If I understand it correctly, using the SIMD-16 x 7 threads = 112 kernel instances
as a example, in order to run 224 threads on one EU, the work group size need to be 16. Then the OpenCL compiler will fold 16 kernel instances into a 16 lane SIMD thread, and do this 7 times on 7 work groups, and run them on a single EU?

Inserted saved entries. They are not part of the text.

PR #862, opened 2019-10-02
Remove shortcut from GroupBy.apply

### LINKED ISSUE #834: Understanding Groupbyapply

harupy:
The current `GroupBy.apply` uses a shortcut (proposed in #646) when schema inference is triggered and the number of records is less than or equal to `compute.shortcut_limit` (1000 by default), but this might cause issues such as #834.

This PR proposes to remove the shortcut and make `GroupBy.apply` only infer the schema.

Closes #834

### DIFF
--- a/databricks/koalas/groupby.py
+++ b/databricks/koalas/groupby.py
@@ -799,7 +799,7 @@ class GroupBy(object):
 
         >>> def plus_min(x):
         ...    return x + x.min()
-        >>> g.apply(plus_min)  # doctest: +NORMALIZE_WHITESPACE
+        >>> g.apply(plus_min).sort_index()  # doctest: +NORMALIZE_WHITESPACE
             A  B   C
         0  aa  2   8
         1  aa  3  10
@@ -838,17 +838,16 @@ class GroupBy(object):
 
         if should_infer_schema:
             # Here we execute with the first 1000 to get the return type.
-            # If the records were less than 1000, it uses pandas API directly for a shortcut.
             limit = get_option("compute.shortcut_limit")
-            pdf = self._kdf.head(limit + 1)._to_internal_pandas()
+            pdf = self._kdf.head(limit)._to_internal_pandas()
             pdf = pdf.groupby(input_groupnames).apply(func)
             kdf = DataFrame(pdf)
             return_schema = kdf._sdf.schema
-            if len(pdf) <= limit:
-                return kdf
 
         sdf = self._spark_group_map_apply(
-            func, return_schema, retain_index=should_infer_schema)
+            lambda pdf: pdf.groupby(input_groupnames).apply(func),
+            return_schema,
+            retain_index=should_infer_schema)
 
         if should_infer_schema:
             # If schema is inferred, we can restore indexes too.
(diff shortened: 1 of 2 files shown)


harupy:
Is it okay to remove shortcut tests in `test_apply` and `test_apply_with_new_dataframe` ([code](https://github.com/databricks/koalas/blob/1462291490c4a3e084ece28edaef92721bce14fd/databricks/koalas/tests/test_groupby.py#L544-#622))?

ueshin:
@harupy Thanks for working on this!
I think we can remove the shortcut tests, but I'd like to ask you to add a test for the case the result was explicitly wrong instead. I guess the example in your comment (https://github.com/databricks/koalas/issues/834#issuecomment-536829367) should be good.

harupy:
@ueshin Thanks! I'll add it.

harupy:
```
______________ [doctest] databricks.koalas.groupby.GroupBy.apply _______________
793            c0  c1  c2
794         0  bb   6  10
795         1  aa   3  10
796         2  aa   4  12
797 
798         You can omit the type hint and let Koalas infer its type.
799 
800         >>> def plus_min(x):
801         ...    return x + x.min()
802         >>> g.apply(plus_min)  # doctest: +NORMALIZE_WHITESPACE
    @@ -1,4 +1,4 @@
         A  B   C
    +2  bb  6  10
     0  aa  2   8
     1  aa  3  10
    -2  bb  6  10
```
The doctest failed. We might need `sort_index()`.

ueshin:
Yup, that's fine. Please add `sort_index()`.

databricks/koalas/groupby.py
```diff
@@ -838,17 +838,16 @@ def apply(self, func):
...
             kdf = DataFrame(pdf)
             return_schema = kdf._sdf.schema
-            if len(pdf) <= limit:
-                return kdf
 
         sdf = self._spark_group_map_apply(
-            func, return_schema, retain_index=should_infer_schema)
+            lambda pdf: pdf.groupby(input_groupnames).apply(func),
+            return_schema,
+            retain_index=should_infer_schema)
```
HyukjinKwon: This fix LGTM

HyukjinKwon:
Merged. Thanks!

harupy:
@HyukjinKwon Thanks for supporting!

PR #889, opened 2019-10-04
Fix plots on readthedocs.

ueshin:


ueshin:
Thanks! merging.

harupy:
What was causing this issue?

ueshin:
@harupy JDK in the build server was 8 by default, so PySpark didn't work.

HyukjinKwon:
The cause was that the build in Read the Docs (https://readthedocs.org/projects/koalas/builds/) failed, where we host our Koalas documentation.

When it generates documentations, now it has to run plot codes as of https://github.com/databricks/koalas/pull/847 .

Seems the environment in Read the Docs has JDK 11 by default; however, Spark versions up to 2.4 don't support JDK 11 yet.

So, we had to force to install JDK 8 at the build environment in Read the Docs.

harupy:
@HyukjinKwon @ueshin Thanks! I understand why the doc build was failing.

Why some plots didn't show up in the doc (as @ueshin pointed out [here](https://github.com/databricks/koalas/pull/847#issuecomment-537683743))?

HyukjinKwon:
Ah right. that's because Spark 2.4 works with JDK 11 partialy (unofficially). In some APIs, it doesn't work.

HyukjinKwon:
cc @itholic fyi

harupy:
@HyukjinKwon Thanks!

itholic:
@HyukjinKwon Thanks for cc me, and applaud to everyone have got into fix this issue. :)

Question 1: am I correct until here?
However OpenCL spec also provide vector data types. So it's feasible to make full use of the SIMD-16 computing resources in a EU by conventional SIMD programming(as in NEON and SSE).
Question 2: If this is the case, using vector-16 data type already makes explicit use of the SIMD-16 resources, hence removes the at-least-16-item-per-work-group restrictions. Is this the case?
Question 3: If all above are true, then how does the two approach compare with each other: 1) 112 threads fold into 7 SIMD-16 threads by OpenCL compiler; 2) 7 native threads coded to explicitly use vector-16 data types and SIMD-16 operations?